The court added that the lodging of the FIR, prima facie, seems to be an attempt to resolve the civil dispute by giving it the colour of criminal offence. “No fraudulent or dishonest intention at the time of accepting the booking amount from the customer is seen,” the court stated.
Detailing its conclusion, it said that from the material in the chargesheet, it cannot be inferred that indeed there was an intention of the firm or its directors to cheat the informant or any other flat purchaser. There is no material to satisfy the ingredients of criminal conspiracy, it added, as there is no misrepresentation to any of the flat purchasers.
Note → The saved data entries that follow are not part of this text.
PR #4539, opened 2024-08-14
Don't store user GitHub access-tokens in db

### LINKED ISSUE #4222: Stop storing GitHub access_tokens for users
We get this information when someone logs in via GitHub, from Django Social Auth and store it in the database. To the best of my knowledge we aren't using the token. Having it presents an extra security risk that we could easily avoid, so we should stop saving it to the database.

Jongmassey:
We don't subsequently use these tokens and their unnecessary storage in the database represents a potential security risk.

Fixes #4222

### DIFF
--- a/tests/unit/jobserver/test_auth_pipeline.py
+++ b/tests/unit/jobserver/test_auth_pipeline.py
@@ -84,7 +84,7 @@ def test_pipeline_with_new_user(slack_messages, strategy):
 
     social = output["social"]
     assert social.user == user
-    assert social.extra_data["access_token"] == "sekret"
+    assert "sekret" not in social.extra_data.values()
 
     url = f"http://localhost:8000{user.get_staff_url()}"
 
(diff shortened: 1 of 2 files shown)


Jongmassey:
Removing `access_token` from the `extra_data` passed to `UserSocialAuth.objects.create()`  in the auth pipeline doesn't cause the tests of this pipeline for new or existing users to fail.

tests/unit/jobserver/test_auth_pipeline.py
```diff
@@ -84,7 +84,6 @@ def test_pipeline_with_new_user(slack_messages, strategy):
 
     social = output["social"]
     assert social.user == user
-    assert social.extra_data["access_token"] == "sekret"
```
StevenMaude, line 87: thought: Perhaps it's worth checking that `sekret` _doesn't_ appear as a value anywhere in the extra data? It's a property that we presumably wish to ensure remains so for the foreseeable future.

StevenMaude (approved):
summary: I had one thought to consider, but otherwise looks fine.

tests/unit/jobserver/test_auth_pipeline.py
Jongmassey: Good point, that would make the test as a better expression of "we don't want to be storing this token"

PR #4540, opened 2024-08-14
Remove ProjectDeveloper global role

Jongmassey:
Remove global assignment of the `ProjectDeveloper` role and replace with a dedicated Deployment Administrator role.

### DIFF
--- a/jobserver/authorization/roles.py
+++ b/jobserver/authorization/roles.py
@@ -121,7 +121,6 @@ class ProjectDeveloper:
     description = "Run and cancel Jobs, and manage workspaces."
     models = [
         "jobserver.models.project_membership.ProjectMembership",
-        "jobserver.models.user.User",
     ]
     permissions = [
         job_cancel,
--- a/jobserver/authorization/roles.py
+++ b/jobserver/authorization/roles.py
@@ -146,3 +146,24 @@ class SignOffRepoWithOutputs:
     permissions = [
         repo_sign_off_with_outputs,
     ]
+
+
+class DeploymentAdministrator:
+    """
+    Run and cancel Jobs on any project, for development and maintenance purposes
+    including technical support for Approved Projects.
+    See Developer Permissions Log for the list of individuals who are approved for this role.
+    """
+
+    display_name = "Deployment Administrator"
+    description = """
+    Run and cancel Jobs on any project, for development and maintenance purposes including technical support for Approved Projects.
+    See Developer Permissions Log for the list of individuals who are approved for this role.
+    """
+    models = [
+        "jobserver.models.user.User",
+    ]
+    permissions = [
+        job_cancel,
+        job_run,
+    ]
--- a/jobserver/migrations/0003_remove_global_projectdeveloper.py
+++ b/jobserver/migrations/0003_remove_global_projectdeveloper.py
@@ -1,0 +1,23 @@
+from django.db import migrations
+
+from jobserver.authorization.roles import DeploymentAdministrator, ProjectDeveloper
+
+
+def replace_user_projectdeveloper_with_deploymentadministrator(apps, schema_editor):
+    User = apps.get_model("jobserver", "User")
+    for user in User.objects.filter(roles__contains=ProjectDeveloper):
+        user.roles.remove(ProjectDeveloper)
+        user.roles.append(DeploymentAdministrator)
+        user.save()
+
+
+class Migration(migrations.Migration):
+    dependencies = [
+        ("jobserver", "0002_remove_user_github_access_tokens"),
+    ]
+
+    operations = [
+        migrations.RunPython(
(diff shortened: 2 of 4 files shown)


iaindillingham (approved):
Thanks for writing up the rationale for this change.

I've made a couple of comments. Nitpicks aside, it's worth checking with Lucy about the pros and cons of reverse migrations.

You'll have to rework the migration slightly because #4543 will change its dependencies.

iaindillingham (changes requested):
Actually, sorry, I'm going to withdraw my approval to prevent accidental merge. `python manage.py migrate` fails with:

```
AttributeError: 'User' object has no attribute 'roles__contains'
```

I've made a suggestion that should fix this.

jobserver/migrations/0003_remove_global_projectdeveloper.py
```diff
@@ -0,0 +1,32 @@
+from django.db import migrations
+
+from jobserver.authorization.roles import DeploymentAdministrator, ProjectDeveloper
+
+
+def change_user_role(apps, from_role, to_role):
+    User = apps.get_model("jobserver", "User")
+    for user in User.objects.filter(roles__contains=from_role):
+        user.roles.remove(from_role)
+        user.roles.add(to_role)
```
lucyb, line 10: This doesn't work, it needs to be `append` not `add`.

```
  File "/home/lucy/datalab/opensafely-core/job-server/jobserver/migrations/0003_remove_global_projectdeveloper.py", line 10, in change_user_role
    user.roles.add(to_role)
    ^^^^^^^^^^^^^^
AttributeError: 'list' object has no attribute 'add'
```

jobserver/migrations/0003_remove_global_projectdeveloper.py
```diff
@@ -0,0 +1,32 @@
...
+
+class Migration(migrations.Migration):
+    dependencies = [
+        ("jobserver", "0002_remove_user_github_access_tokens"),
+    ]
+
+    operations = [
+        migrations.RunPython(
+            replace_user_projectdeveloper_with_deploymentadministrator,
+            reverse_code=replace_user_deploymentadministrator_with_projectdeveloper,
```
lucyb, line 30: Iain asked for my opinion on reversible migrations. I think in general we want all migrations to be reversible because we want to be able to easily move forward and backwards through different versions of our database. However, this can also be achieved using `reverse_code=migrations.RunPython.noop`.

If I've understood the behaviour correctly, this is running in a transaction. So if the code throws an exception, no change is made and the deployment is stopped. We have no need to rollback at that point. Therefore, I don't think this is particularly useful from the point of view of production (I could be wrong though). However, we might want to rollback locally to move between different versions of the app and in this case, I think we do want to change the user roles back rather than doing a `noop`. For example, to spot and fix the error above (`add` v `append`) I needed to change the data back in order to execute the broken line of code, merely relying on `noop` to move between migrations wasn't enough.

That said, I don't think we should be keeping migrations around for very long, so that makes its use quite limited. In this case though, it's a very small overhead and I found it quite handy in order to be able to fix that bug.

jobserver/migrations/0003_remove_global_projectdeveloper.py
Jongmassey: Thanks - is there a reason CI didn't pick this up?

jobserver/authorization/roles.py
```diff
@@ -146,3 +145,21 @@ class SignOffRepoWithOutputs:
...
+
+class DeploymentAdministrator:
+    """
+    Run and cancel Jobs on any project, for development and maintenance purposes
+    including technical support for Approved Projects.
+    See Developer Permissions Log for the list of individuals who are approved for this role.
+    """
+
+    display_name = "Deployment Administrator"
+    description = "Run and cancel jobs"
```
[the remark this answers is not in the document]
Jongmassey: 🤦‍♂️ d'oh that's what I had meant to do. Thanks for the catch!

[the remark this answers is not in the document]
Jongmassey: image
 UI looks OK to me

jobserver/migrations/0003_remove_global_projectdeveloper.py
Jongmassey: Thanks, in future I will consider the reversibility of any migration I write!

lucyb (approved):

jobserver/migrations/0003_remove_global_projectdeveloper.py
iaindillingham: That's really useful, thanks @lucyb.

jobserver/migrations/0003_remove_global_projectdeveloper.py
iaindillingham: Archaeologists, see #4573 ⛏️

PR #4541, opened 2024-08-15
Only show repo sign off button to permissioned users

Jongmassey:
bug: workspaces with private repos will show the "admin section" to all users regardless of their permissions.

cause: the display logic is to check that the repo is private OR the user has one of two relevant permissions.

fix: this changes the display logic to check that the repo is private AND the user has one of two relevant permissions.

### DIFF
--- a/jobserver/views/workspaces.py
+++ b/jobserver/views/workspaces.py
@@ -305,9 +305,7 @@ class WorkspaceDetail(View):
         has_backends = request.user.is_authenticated and request.user.backends.exists()
 
         # should we show the admin section in the UI?
-        show_admin = (
-            can_archive_workspace or repo_is_private or can_toggle_notifications
-        )
+        show_admin = can_archive_workspace or can_toggle_notifications
 
         honeycomb_can_view_links = has_role(self.request.user, CoreDeveloper)
 
--- a/tests/unit/jobserver/views/test_workspaces.py
+++ b/tests/unit/jobserver/views/test_workspaces.py
@@ -488,6 +488,42 @@ def test_workspacedetail_authorized_private_repo_show_change_visibility_banner(
     assert response.context_data["show_publish_repo_warning"]
 
 
+def test_workspacedetail_authorized_private_repo_show_workspace_admin_panel(
+    rf, project_membership, role_factory
+):
+    project = ProjectFactory()
+
+    # a workspace with a "private" repo
+    workspace = WorkspaceFactory(
+        project=project, repo=RepoFactory(url="http://example.com/repo/private1")
+    )
+
+    user = UserFactory()
+    BackendMembershipFactory(user=user)
+    project_membership(
+        project=project,
+        user=user,
+        roles=[role_factory(permission=permissions.workspace_archive)],
+    )
+
+    # this is what defines "private"
+    class AnotherFakeGitHubAPI:
+        def get_repo_is_private(self, owner, name):
+            return name.startswith("private")
+
+    request = rf.get("/")
+    request.user = user
+
+    response = WorkspaceDetail.as_view(get_github_api=AnotherFakeGitHubAPI)(
+        request,
+        project_slug=project.slug,
+        workspace_slug=workspace.name,
+    )
+
+    assert response.status_code == 200
+    assert response.context_data["show_admin"]
+
+
 def test_workspacedetail_authorized_toggle_notifications(rf, role_factory):
     user = UserFactory(
         roles=[role_factory(permission=permissions.workspace_toggle_notifications)]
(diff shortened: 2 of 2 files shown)


Jongmassey:
before:

image


after:

image

jobserver/views/workspaces.py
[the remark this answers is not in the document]
Jongmassey: I've added positive and negative tests for this panel's presence

jobserver/views/workspaces.py
```diff
@@ -305,8 +305,8 @@ def get(self, request, *args, **kwargs):
         has_backends = request.user.is_authenticated and request.user.backends.exists()
 
         # should we show the admin section in the UI?
-        show_admin = (
-            can_archive_workspace or repo_is_private or can_toggle_notifications
+        show_admin = repo_is_private and (
```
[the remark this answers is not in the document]
Jongmassey: Ah, this is interesting. The admin panel has three buttons so the check should be for the permissions to do the things the buttons do, and the workspace/repository state to be valid for those buttons (private/public; archived or not; notifications settings etc.)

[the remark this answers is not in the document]
Jongmassey: So we need a slightly different boolean combination in the view

tests/unit/jobserver/views/test_workspaces.py
```diff
@@ -488,6 +484,37 @@ def get_repo_is_private(self, owner, name):
...
+    workspace = WorkspaceFactory(
+        project=project, repo=RepoFactory(url="http://example.com/repo/private1")
+    )
+
+    user = UserFactory()
+    BackendMembershipFactory(user=user)
+    project_membership(
+        project=project,
+        user=user,
+        roles=[role_factory(permission=permissions.workspace_archive)],
```
StevenMaude, line 502: nit: Another possible condition that will result in `show_admin` is `permissions.workspace_toggle_notifications` being enabled, which might also be worth testing.

tests/unit/jobserver/views/test_workspaces.py
```diff
@@ -48,6 +48,12 @@
 from ....utils import minutes_ago
 
 
+# this is what defines "private"
+class AnotherFakeGitHubAPI:
+    def get_repo_is_private(self, owner, name):
+        return name.startswith("private")
+
+
```
StevenMaude, line 56: :+1:

jobserver/views/workspaces.py
```diff
@@ -305,9 +305,7 @@ def get(self, request, *args, **kwargs):
         has_backends = request.user.is_authenticated and request.user.backends.exists()
 
         # should we show the admin section in the UI?
-        show_admin = (
-            can_archive_workspace or repo_is_private or can_toggle_notifications
-        )
+        show_admin = can_archive_workspace or can_toggle_notifications
```
StevenMaude, line 308: thought: I have a very limited understanding of roles and permissions. But, if I look at the current `roles.py`, it looks as if only `ProjectDeveloper` has either of `workspace_archive` or `workspace_toggle_notifications`. No other role does.

It does seem a little messy that we're checking for either of these two permissions instead of a single role. But I guess that type of duplication could be cleaned up in the forthcoming work on improving roles and permissions.

(It's fine to leave this for now; it's more a general observation on the current state of roles and permissions.)

tests/unit/jobserver/views/test_workspaces.py
```diff
@@ -488,6 +484,37 @@ def get_repo_is_private(self, owner, name):
...
 
+def test_workspacedetail_authorized_private_repo_show_workspace_admin_panel(
+    rf, project_membership, role_factory
+):
+    project = ProjectFactory()
+
+    # a workspace with a "private" repo
+    workspace = WorkspaceFactory(
+        project=project, repo=RepoFactory(url="http://example.com/repo/private1")
+    )
```
StevenMaude, line 495: thought: Without actually trying anything out, I *think* that regardless of the repository being private or public, it shouldn't make any difference to whether `show_admin` is enabled — which is what we're testing. That is, the outcome of the test is now primarily based on the user's permissions.

Where we *would* see a difference between a private and public repository is in the rendered template.

(I'm not too sure how much we favour testing content of rendered templates. Though, we do test a rendered template elsewhere in these tests though.)

StevenMaude (approved):
I think this is fine; I had a couple of other suggestions around the tests to consider.

jobserver/views/workspaces.py
Jongmassey: I had similar thoughts and backed out of any major changes on the basis we're taking a more holistic look at this and it's likely to change more majorly quite soon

Judge Satbhai stated that it appears there was no further construction on the site, because of obstruction of CIDCO on the access road and attachment of the property by the Enforcement Directorate. The prosecution has not shown, the judge said, that the amount of Rs 44.04 crore was used by the firm for any other purpose or that it was used for the personal use of the directors, due to which the construction stopped. It does not appear that there was willful default on the part of the firm to complete the project, nor is there intentional or deliberate inaction, it said. The court further noted that the directors had invested their own money of Rs 70 crore in the project. Rs 75 crore was spent on buying the land for the project and Rs 60 crore was spent on the construction of buildings. “It is not the case that the entire project remained on paper,” it said.